Collected data entries:
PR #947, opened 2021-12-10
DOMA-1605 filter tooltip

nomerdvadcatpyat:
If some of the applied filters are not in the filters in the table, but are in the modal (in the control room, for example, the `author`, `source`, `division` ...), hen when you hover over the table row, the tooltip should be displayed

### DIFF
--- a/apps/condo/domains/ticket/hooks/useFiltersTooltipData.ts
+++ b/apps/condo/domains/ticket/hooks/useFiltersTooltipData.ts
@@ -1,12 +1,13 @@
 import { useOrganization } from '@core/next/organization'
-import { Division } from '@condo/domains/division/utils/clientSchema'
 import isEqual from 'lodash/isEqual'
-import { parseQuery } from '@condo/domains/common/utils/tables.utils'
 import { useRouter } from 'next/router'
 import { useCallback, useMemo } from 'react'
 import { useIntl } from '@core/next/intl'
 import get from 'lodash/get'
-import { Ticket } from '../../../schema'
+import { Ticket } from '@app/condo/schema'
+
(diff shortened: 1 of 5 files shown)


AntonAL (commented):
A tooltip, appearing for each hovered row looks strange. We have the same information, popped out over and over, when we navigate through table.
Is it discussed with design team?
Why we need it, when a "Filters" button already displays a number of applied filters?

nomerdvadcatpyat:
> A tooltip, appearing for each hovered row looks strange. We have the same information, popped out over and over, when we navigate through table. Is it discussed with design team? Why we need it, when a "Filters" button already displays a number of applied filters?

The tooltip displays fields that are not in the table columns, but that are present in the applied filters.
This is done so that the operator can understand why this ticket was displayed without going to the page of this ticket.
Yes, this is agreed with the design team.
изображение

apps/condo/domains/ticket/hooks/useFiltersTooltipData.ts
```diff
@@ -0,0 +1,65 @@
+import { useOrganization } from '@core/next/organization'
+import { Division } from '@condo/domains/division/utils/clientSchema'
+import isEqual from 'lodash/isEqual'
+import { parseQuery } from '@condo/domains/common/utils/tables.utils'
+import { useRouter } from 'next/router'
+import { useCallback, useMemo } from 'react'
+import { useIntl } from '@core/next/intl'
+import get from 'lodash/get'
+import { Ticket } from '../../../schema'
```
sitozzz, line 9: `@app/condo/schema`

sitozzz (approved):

...

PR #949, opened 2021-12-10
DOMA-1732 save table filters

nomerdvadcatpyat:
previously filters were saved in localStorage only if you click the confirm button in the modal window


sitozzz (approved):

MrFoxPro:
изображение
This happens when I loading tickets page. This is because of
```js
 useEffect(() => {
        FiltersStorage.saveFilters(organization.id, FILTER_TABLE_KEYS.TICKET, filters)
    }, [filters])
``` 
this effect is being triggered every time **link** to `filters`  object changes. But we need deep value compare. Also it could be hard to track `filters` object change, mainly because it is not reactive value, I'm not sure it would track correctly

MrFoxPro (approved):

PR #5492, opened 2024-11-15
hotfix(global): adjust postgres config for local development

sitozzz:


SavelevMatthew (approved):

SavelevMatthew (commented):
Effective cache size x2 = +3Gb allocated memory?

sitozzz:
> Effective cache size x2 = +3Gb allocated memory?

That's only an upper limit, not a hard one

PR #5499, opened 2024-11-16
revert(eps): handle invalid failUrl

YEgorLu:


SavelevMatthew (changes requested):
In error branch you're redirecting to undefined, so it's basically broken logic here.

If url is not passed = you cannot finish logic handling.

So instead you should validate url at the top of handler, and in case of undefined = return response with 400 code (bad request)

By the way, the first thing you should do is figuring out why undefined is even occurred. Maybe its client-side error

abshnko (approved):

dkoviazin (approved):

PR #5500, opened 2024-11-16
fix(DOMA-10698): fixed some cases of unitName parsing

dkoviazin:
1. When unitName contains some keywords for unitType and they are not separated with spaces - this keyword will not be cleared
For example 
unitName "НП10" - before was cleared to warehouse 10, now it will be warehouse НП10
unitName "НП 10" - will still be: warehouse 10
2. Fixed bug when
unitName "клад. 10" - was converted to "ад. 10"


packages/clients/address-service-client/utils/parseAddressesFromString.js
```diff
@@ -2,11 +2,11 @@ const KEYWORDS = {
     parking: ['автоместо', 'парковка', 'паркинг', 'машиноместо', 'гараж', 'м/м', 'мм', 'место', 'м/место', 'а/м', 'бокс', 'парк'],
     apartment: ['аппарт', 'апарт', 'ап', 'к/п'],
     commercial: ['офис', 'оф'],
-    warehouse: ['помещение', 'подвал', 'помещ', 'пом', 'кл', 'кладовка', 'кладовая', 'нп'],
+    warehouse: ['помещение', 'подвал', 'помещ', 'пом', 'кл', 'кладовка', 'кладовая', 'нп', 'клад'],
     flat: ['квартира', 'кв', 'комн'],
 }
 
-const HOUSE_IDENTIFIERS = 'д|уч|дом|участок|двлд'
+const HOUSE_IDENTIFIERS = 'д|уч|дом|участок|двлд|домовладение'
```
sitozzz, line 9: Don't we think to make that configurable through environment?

(How to complete this task): Could you retype exactly the lines above, starting at the line that contains "PR #947, opened 2021-12-10" and ending at the line that contains "--- a/apps/condo/domains/ticket/hooks/useFiltersTooltipData.ts", and nothing more?

(Response to the exercise):
PR #947, opened 2021-12-10
DOMA-1605 filter tooltip

nomerdvadcatpyat:
If some of the applied filters are not in the filters in the table, but are in the modal (in the control room, for example, the `author`, `source`, `division` ...), hen when you hover over the table row, the tooltip should be displayed

### DIFF
--- a/apps/condo/domains/ticket/hooks/useFiltersTooltipData.ts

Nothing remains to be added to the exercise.